Merge ahead! Govt shifts gears to put fast-track M&As in the express lane
ET CONTRIBUTORS May 28, 2025 05:20 AM
Synopsis

Budget 2025 aims to streamline company mergers by expanding the scope and simplifying the fast-track route (FTR). The proposal includes additional company classes for FTR, such as unlisted entities and mergers involving foreign companies. Further simplification of the FTR process and its extension to mirror demergers are recommended to boost economic growth.

Dev Bajpai

Dev Bajpai

Dev Bajpai is adviser, Hindustan Unilever Ltd

Budget 2025 had stated that requirements and procedures for speedy approval of company mergers would be rationalised. Scope of fast-track mergers (FTMs) will be widened and the process made simpler. As a follow-up to the announcement, the corporate affairs ministry issued a public notice last month containing a draft notification amending Companies (Compromises, Arrangements & Amalgamations) Rules 2016, proposing inclusion of more classes of companies for FTMs.

This is a welcome step. While the aim is to expand the scope of companies that can avail of FTMs, the fast-track route (FTR) itself can be further simplified. GoI proposes to expand the scope of 3 existing categories of FTMs:

of two or more startups,

of one or more startups with one or more small companies, and

between a holding company and its wholly-owned subsidiary,

by adding 4 other classes of companies that can avail of FTR:

Unlisted company with another unlisted company (where neither is a not- for-profit company), both companies having individual borrowings of less than ₹50 cr and have not defaulted on repayment of such borrowings.

Holding company (listed or unlisted) and one or more unlisted subsidiary company/companies. Coverage is to include 'subsidiary' company, and not just 'wholly-owned subsidiary', which is so far the case. Such a subsidiary, though, has to be an unlisted company.

Merger of fellow subsidiaries of the same holding company where the merging transferor company isn't a listed company. It's proposed to cover only unlisted fellow subsidiaries under this category.

Merger of a foreign company (a company incorporated overseas) with its wholly-owned subsidiary in India, thereby enabling reverse-flipping, or promoting Indian ownership of assets, instead of foreign ownership.

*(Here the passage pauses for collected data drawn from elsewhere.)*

PR #1552, opened 2020-11-04
feat: autosettings based on performance

AjimenezDCL:
Quality settings will be adjusted automatically based on performance metrics.

It's yet to be defined how or if the user will have input on this. Probably we will merge it with a feature toggle first.

https://docs.google.com/document/d/1OMouC890S_Akw2SKvENE1UZ6qYY8FExic-G64pOTnwM


AjimenezDCL:
https://play.decentraland.zone/branch/feat/autosettings_by_performance/index.html?ENV=org&realm=fenrir-amber

menduz:
Could you explain how it works? I think this may be one of those things worth documenting

unity-client/Assets/Scripts/MainScripts/DCL/Controllers/HUD/SettingsHUD/SettingsGeneralView.cs
```diff
@@ -162,6 +167,21 @@ void Awake()
...
+                advancedCanvasGroup.interactable = !value;
+                tempGeneralSetting.autoqualityOn = value;
+                advancedBlocker.SetActive(value);
+                if (value)
+                {
+                    QualitySettings.BaseResolution currentBaseResolution = tempQualitySetting.baseResolution;
+                    tempQualitySetting = Settings.i.lastValidAutoqualitySet;
+                    tempQualitySetting.baseResolution = currentBaseResolution;
+                    isDirty = true;
+                }
```
sandrade-dcl: In order to improve the code readability, I think it would be fine to extract this piece of code to a private function (something like `SetAutoSettingsActive(bool active)`). What do you think?

unity-client/Assets/Scripts/MainScripts/DCL/Controllers/Settings/Settings.cs
```diff
@@ -76,12 +91,18 @@ private void LoadGeneralSettings()
             }
         }
 
-        public void ApplyQualitySettingsPreset(int index)
+        public void ApplyAutoQualitySettings(int index)
```
sandrade-dcl, line 98: Only as suggestion: As a public function that will be called from other entitie(s), it would be fine to add a header with some general documentation about what this function does.

sandrade-dcl (changes requested):
The code looks fine! I only left a pair of little suggestions :)

**Tests:** In my current PC is hard to test this feature for the "low-specs machines" use case, but I'm going to try on an old PC that I have (in some place xD).

sandrade-dcl:
Ok, I was able to test the Auto-Settings feature in a very old machine and I found some interesting things:

In this case where I'm using a very low-specs machine, I have noticed that the experience is not improving in a very noticiable way. In some ways this is normal because of the low-specs of the hardware, but I have noticed something that I think we should take into account on this feature:

- If I set manually the **SHADOWS** to **OFF**, my experience improves a lot.
- If I set manually the **RENDERING SCALE** to **0.5**, my experience improves a bit more.

However if I activate the auto-settings mode, these 2 parameters are never being changed, the SHADOWS is always set to ON and the RENDERING SCALE is always set to 0.7 or more.

**I think if we make this auto-settings feature takes into account these 2 params, we can improve a lot the experience for a lot of users.**

image

AjimenezDCL:
These values are in fact overrode by autosettings, bear in mind that the quality is being adjusted when the average FPS of the last 5 seconds (to have a big enough sample size) are under a threshold. Probably you were just traveling from autosetting to autosetting until the system finds the best one for you.

We can reduce that sample size needed though, but we could face some false positive with hiccups. It needs more fine-tunning.

pravusjif (approved):
It probably could use more tweaking but I think we can adjust it on the run.

I've been checking out a specific scene that I found out the FPS always drop in there, it's Neo Arcade, for testing this feature I recommend toggling on the auto-settings and walk towards that place, inside that place, the FPS always drop a lot 

Screen Shot 2020-11-12 at 01 48 46

sandrade-dcl (approved):

PR #1560, opened 2020-11-04
fix: nullreference exception when stopping editor

pbosio:

### DIFF
--- a/unity-client/Assets/Scripts/MainScripts/DCL/Controllers/HUD/UsersAroundListHUD/UsersAroundListHUDListView.cs
+++ b/unity-client/Assets/Scripts/MainScripts/DCL/Controllers/HUD/UsersAroundListHUD/UsersAroundListHUDListView.cs
@@ -1,6 +1,5 @@
 ﻿using System;
 using System.Collections.Generic;
-using DCL.Helpers;
 using UnityEngine;
 using UnityEngine.UI;
 
@@ -156,7 +155,7 @@ internal class UsersAroundListHUDListView : MonoBehaviour, IUsersAroundListHUDLi
 
         if (!isGameObjectDestroyed)
         {
-            Utils.SafeDestroy(gameObject);
+            Destroy(gameObject);
         }
     }
 
--- a/unity-client/Assets/Scripts/MainScripts/DCL/Controllers/HUD/UsersAroundListHUD/UsersAroundListHUDListView.cs
+++ b/unity-client/Assets/Scripts/MainScripts/DCL/Controllers/HUD/UsersAroundListHUD/UsersAroundListHUDListView.cs
@@ -1,5 +1,6 @@
 ﻿using System;
 using System.Collections.Generic;
+using DCL.Helpers;
 using UnityEngine;
 using UnityEngine.UI;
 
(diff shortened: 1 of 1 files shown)


sandrade-dcl (approved):

AjimenezDCL (approved):

unity-client/Assets/Scripts/MainScripts/DCL/Controllers/HUD/UsersAroundListHUD/UsersAroundListHUDListView.cs
```diff
@@ -145,7 +153,11 @@ void IUsersAroundListHUDListView.Dispose()
 
         userElementDictionary.Clear();
         availableElements.Clear();
-        Destroy(gameObject);
+
+        if (!isGameObjectDestroyed)
+        {
+            Utils.SafeDestroy(gameObject);
```
BrianAmadori: This check shouldn't be necessary. 

`Object.Destroy` doesn't fail when a null object is trying to be destroyed. We can stop using `Utils.SafeDestroy`, I think it doesn't add anything in this case.

pbosio: Sorry, you are right...I tried using `SafeDestroy` at first and didn't work... I added the flag and forgot that there 😅

pravusjif (approved):

unity-client/Assets/Scripts/MainScripts/DCL/Controllers/HUD/UsersAroundListHUD/UsersAroundListHUDListView.cs
BrianAmadori: I just saw the changes, we shouldn't remove the `isGameObjectDestroyed` flag as well?

pbosio: Nope, It seems that there is a strange condition where the MonoBehaviour is destroyed and not destroyed at the same time? 📦🐈 
So trying to access `gameObject` in this situation arise the exception. I don't know what the `gameObject` property is doing internally 🤷‍♂️
Anyway, that flag is the only thing preventing the null reference exception

AjimenezDCL: It's, actually, the other way around.

Unity's shutdown is destroying the `gameobject` holding `UsersAroundListHUDListView` and `UsersAroundListHUDListViewController.Dispose` is doing the same but later. The problem is there's no way for the controller to know that the view was destroyed so, indeed, the flag is needed.

BrianAmadori: Ugh, this `Destroy` thing on stop is really a nasty issue. Anyway, resolving the discussion.

BrianAmadori (approved):

PR #1563, opened 2020-11-04
fix: hover feedback when blocked by ui

pravusjif:
**WHY?**
right now whenever we click on an object that triggers a UI (like an NFTShape), we are still displaying the hover feedback of the behind-object that we just interacted with (and allowing its interaction as well)

**WHAT?**
This PR adds an extra graphics ray cast (only UI, and **only when the pointer event interaction ray already detected an interaction**) to detect if there is UI in the middle of the screen, where the pointer is. In that case, we consider the UI as blocker to the interaction of the object behind it.

**TEST**
You can easily test in Genesis Plaza's nft art gallery (-3, -2):

prod: https://play.decentraland.org/
this PR: https://explorer.decentraland.zone/branch/fix/HoverFeedbackWhenBlockedByUI/index.html?ENV=org


unity-client/Assets/Scripts/MainScripts/DCL/Controllers/PointerEventsController.cs
```diff
@@ -41,7 +44,22 @@ public void Update()
...
 
             // We use Physics.Raycast() instead of our raycastHandler.Raycast() as that one is slower, sometimes 2x, because it fetches info we don't need here
-            if (!Physics.Raycast(GetRayFromCamera(), out hitInfo, Mathf.Infinity, PhysicsLayers.physicsCastLayerMaskWithoutCharacter))
+            // TODO: POLISH AND OPTIMIZE
+            bool didHit = Physics.Raycast(GetRayFromCamera(), out hitInfo, Mathf.Infinity, PhysicsLayers.physicsCastLayerMaskWithoutCharacter);
+            bool UIIsBlocking = false;
+
+            if (didHit)
+            {
+                GraphicRaycaster raycaster = GameObject.FindObjectOfType<Canvas>().GetComponent<GraphicRaycaster>();
```
BrianAmadori: There's no way of having more than a single `GraphicRaycaster` in the scene? Also, this looks like a nasty approach that would give a performance hit on all detections. We should at least cache the object.

pravusjif: I was just testing the aproach, this is by no means the final implementation, as the PR is still in WIP =P

sandrade-dcl (approved):

BrianAmadori (approved):

PR #1566, opened 2020-11-05
fix: invalid fps stacking when out of focus

BrianAmadori:
With the current approach there was the possibility to send invalid FPS metrics within a single batch. 

Any frame metric is invalid when is stacked on these cases:
* Tab out of focus
* Rendering deactivated

### DIFF
--- a/kernel/packages/entryPoints/unity.ts
+++ b/kernel/packages/entryPoints/unity.ts
@@ -15,7 +15,7 @@ import { StoreContainer } from 'shared/store/rootTypes'
 import { startUnitySceneWorkers } from '../unity-interface/dcl'
 import { initializeUnity } from '../unity-interface/initializer'
 import { HUDElementID, RenderProfile } from 'shared/types'
-import { renderStateObservable, onNextRendererEnabled } from 'shared/world/worldState'
+import { renderStateObservable, onNextRendererEnabled, foregroundObservable } from 'shared/world/worldState'
 import { getCurrentIdentity } from 'shared/session/selectors'
 import { userAuthentified } from 'shared/session'
 import { realmInitialized } from 'shared/dao'
@@ -84,7 +84,7 @@ initializeUnity(container)
 
       const voiceChatEnabled = isVoiceChatEnabledFor(globalThis.globalStore.getState(), identity.address)
       configureTaskbarDependentHUD(i, voiceChatEnabled)
-      
+
       i.ConfigureHUDElement(HUDElementID.USERS_AROUND_LIST_HUD, { active: voiceChatEnabled, visible: false })
 
       i.ConfigureHUDElement(HUDElementID.FRIENDS, { active: identity.hasConnectedWeb3, visible: false })
@@ -121,6 +121,14 @@ initializeUnity(container)
     } else {
       i.SetRenderProfile(RenderProfile.DEFAULT)
     }
+
+    foregroundObservable.add((isForeground) => {
+      if (isForeground) {
+        i.ReportFocusOn()
+      } else {
+        i.ReportFocusOff()
+      }
+    })
 
     if (!NO_MOTD) {
       waitForMessageOfTheDay().then((messageOfTheDay) => {
--- a/kernel/packages/entryPoints/unity.ts
+++ b/kernel/packages/entryPoints/unity.ts
@@ -122,7 +122,7 @@ initializeUnity(container)
       i.SetRenderProfile(RenderProfile.DEFAULT)
     }
 
-    if ( isForeground() ) {
+    if (isForeground()) {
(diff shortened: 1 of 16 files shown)


unity-client/Assets/Scripts/MainScripts/DCL/ScriptableObject/CommonScriptableObjects.cs
```diff
@@ -122,6 +122,10 @@ public static class CommonScriptableObjects
     public static RendererState rendererState => GetOrLoad(ref rendererStateValue, "ScriptableObjects/RendererState");
     private static RendererState rendererStateValue;
 
+    public static BooleanVariable focusState => GetOrLoad(ref focusStateValue, "ScriptableObjects/FocusState");
+    private static BooleanVariable focusStateValue;
```
eordano, line 126: `= true`?

kernel/packages/shared/world/worldState.ts
```diff
@@ -2,19 +2,32 @@ import { Observable } from '../../decentraland-ecs/src/ecs/Observable'
...
 
 export const renderStateObservable = new Observable<Readonly<boolean>>()
+export const foregroundObservable = new Observable<Readonly<boolean>>()
+
+function handleVisibilityChange() {
+  foregroundObservable.notifyObservers(isForeground())
+}
 
 renderStateObservable.add((state) => {
   rendererEnabled = state
```
eordano, line 33: Thinking about the initial load. Should we `foregroundObservable.notifyObservers()` here?

unity-client/Assets/Scripts/MainScripts/Debugging/PerformanceMetricsController.cs
```diff
@@ -1,3 +1,4 @@
+using System.Reflection.Emit;
```
AjimenezDCL: I think this is not needed

pravusjif (approved):

unity-client/Assets/Scripts/MainScripts/Debugging/WSS/WSSController.cs
```diff
@@ -302,11 +302,17 @@ void Update()
...
+                            case "ActivateRendering":
+                                renderingController.ActivateRendering();
+                                break;
                             case "DeactivateRendering":
                                 renderingController.DeactivateRendering();
                                 break;
-                            case "ActivateRendering":
-                                renderingController.ActivateRendering();
+                            case "ReportFocusOn":
+                                CommonScriptableObjects.focusState.Set(true);
```
AjimenezDCL: As a rule of thumb I try to avoid setting values of a SO from different places. Cannot we use the Bridge here so we centralize the setter of this value there?

AjimenezDCL (approved):

unity-client/Assets/Scripts/MainScripts/DCL/ScriptableObject/CommonScriptableObjects.cs
BrianAmadori: Just added the initialization here:
https://github.com/decentraland/explorer/blob/d1b391fafbdb2ff2c04f1e2f426a611167d2ccd8/unity-client/Assets/Scripts/MainScripts/DCL/Bridges/FocusStateBridge/FocusStateBridge.cs#L9

unity-client/Assets/Scripts/MainScripts/Debugging/PerformanceMetricsController.cs
BrianAmadori: good catch, fixed

unity-client/Assets/Scripts/MainScripts/Debugging/WSS/WSSController.cs
BrianAmadori: makes sense, done!

kernel/packages/shared/world/worldState.ts
BrianAmadori: To be 100% on the safe side I added an initial notification with the current focus state in `unity.ts`.

kernel/packages/entryPoints/unity.ts
```diff
@@ -122,6 +122,20 @@ initializeUnity(container)
       i.SetRenderProfile(RenderProfile.DEFAULT)
     }
 
+    if ( isForeground() ) {
```
eordano:
```suggestion
    if (isForeground()) {
```

eordano (approved):
Approved with minor styling issue.

kernel/packages/entryPoints/unity.ts
BrianAmadori: Done.

PR #1569, opened 2020-11-05
chore: Meta config URL change

pablitar:
Changed meta configuration url to config.decentraland.<env>.

Also, made it configurable using URL, so we can test against custom configurations before releasing them.


pbosio (approved):
This is great. Thanks!

caminoezequiel (approved):

PR #1588, opened 2020-11-10
[ProfileHUD] Fix LogOut flow

sandrade-dcl:
This PR contemplates these **2 use cases**:

- When a **GUEST USER** clicks on `ProfileHUD` -> `Sign In` button, the app should redirect him to the landing page, adding the url param `show_wallet=1` (this will make the wallet selector be opened automatically).
- When a **LOGGED USER** clicks on `ProfileHUD` -> `LogOut` button, the app should redirect him to the landing page, removing these 2 url params: `show_wallet=1` and `position`.

### DIFF
--- a/kernel/packages/shared/session/index.ts
+++ b/kernel/packages/shared/session/index.ts
@@ -92,10 +92,13 @@ export class Session {
     sendToMordor()
     disconnect()
     removeStoredSession(getIdentity()?.address)
+    removeUrlParam('position')
+    removeUrlParam('show_wallet')
     window.location.reload()
   }
 
   async redirectToSignUp() {
+    removeUrlParam('position')
     window.location.search += '&show_wallet=1'
   }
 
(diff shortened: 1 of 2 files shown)


kernel/packages/shared/session/index.ts
```diff
@@ -124,3 +126,18 @@ export async function userAuthentified(): Promise<void> {
...
+  let parameterName
+
+  for (let i = 0; i < urlVariables.length; i++) {
+    parameterName = urlVariables[i].split('=')
+    if (parameterName[0] !== paramToRemove) {
+      url = url + parameterName[0] + '=' + parameterName[1] + '&'
+    }
+  }
+  window.history.replaceState({}, document.title, url.substring(0, url.length - 1))
+}
```
caminoezequiel: I think we could use this function [Location search](https://developer.mozilla.org/en-US/docs/Web/API/Location/search) and then remove elements with `params.delete(paramToRemove)`

sandrade-dcl: You're right! I have applied a refactor of the `removeUrlParam()` function. Please take a look! Thanks! :)

caminoezequiel (approved):

PR #1594, opened 2020-11-10
Fix filters public_url for react app when branch is master, staging or release

caminoezequiel:

### DIFF
--- a/.circleci/config.yml
+++ b/.circleci/config.yml
@@ -294,14 +294,13 @@ jobs:
           name: "post install script"
           command: sh scripts/post-install.sh
       - run:
-          name: "creating .env (ignore master)"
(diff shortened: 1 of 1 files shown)


pablitar:
What's going on here? I assume this fixes something on the build, but I'd like to know more hahaha

caminoezequiel:
@pablitar 
TLDR We need to set `PUBLIC_URL` with the final url only when we are deploying on a sub directory. It allows to React resolve images, css, etc. But when we are deploying on a root (ex. master, staging and release) it's not necessary.

Here I am using bash conditions to know if the branch requires `PUBLIC_URL` because `circleci` doesn't allows skip step filtering by branch name

pablitar (approved):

In the case of a subsidiary merging with a parent company, the latter can be listed but the subsidiary cannot. If the restriction on subsidiary being 'wholly-owned' is proposed to be removed, listed subsidiary should be considered for inclusion. Also, in the case of fellow subsidiaries, they need to be unlisted.

While it's good to see that merger between fellow subsidiaries belonging to the same group will get the benefit of FTR, this benefit is restricted if any subsidiary is listed. While listed entities will have greater public interest, as long as they are subsidiaries of a listed entity, such interest will be protected when they merge with a publicly-listed parent being subjected to higher degree of scrutiny.

Presently, FTR entails several steps:

Giving notice of proposed scheme of merger to registrar and official liquidator.

Seeking their comments and objections.

Seeking requisite approval of shareholders and creditors to the scheme where the threshold prescribed is higher than in non-FTMs.

Filing of certificate of solvency with registrar.

Filing approved scheme with GoI, registrar and official liquidator.

If there are no objections by these two authorities, GoI will register the scheme and issue an intimation to the companies. But if there are objections, the scheme is referred to the regional director, who may still confirm the scheme after considering the objections.

If the regional director has objections that the scheme is not in public interest, or in the interest of creditors, it will refer the matter to NCLT. Then the process before NCLT is followed, which means one virtually comes out of FTR.

The current procedure under FTR can take up to 90-120 days. Ideally, once shareholders and creditors have approved of the scheme, it should be registered, with GoI having the power to modify it at a later date.

Second, FTR does not cover all types of demergers. The latter are commonly deployed to restructure, to provide sharper focus to a business line, reduce costs, etc. FTR should be extended to 'mirror demergers' by listed entities where a division of the listed entity is hived off into another listed company with shareholders receiving equal shares in the new listed entity.

For mergers other than FTMs as well, GoI should consider easing the process. Presently, two NCLTs have to approve the scheme if the registered office of the merging company and the resultant company are in two different states. This entails avoidable delays. Only NCLT that has jurisdiction over the company, which is going to merge and lose its legal existence, should sanction the scheme. The resultant company can be investigated later if there is any post-merger concern. This will help hasten the process and unclog NCLTs.

Mergers are an important instrument of economic activity. Growth of industry through inorganic means will play an important role in India's economic growth story. We should take all steps to further simplify the process, and keep reviewing company categories for FTR inclusion.

The writer is adviser, HUL

(Disclaimer: The opinions expressed in this column are that of the writer. The facts and opinions expressed here do not reflect the views of www.economictimes.com.)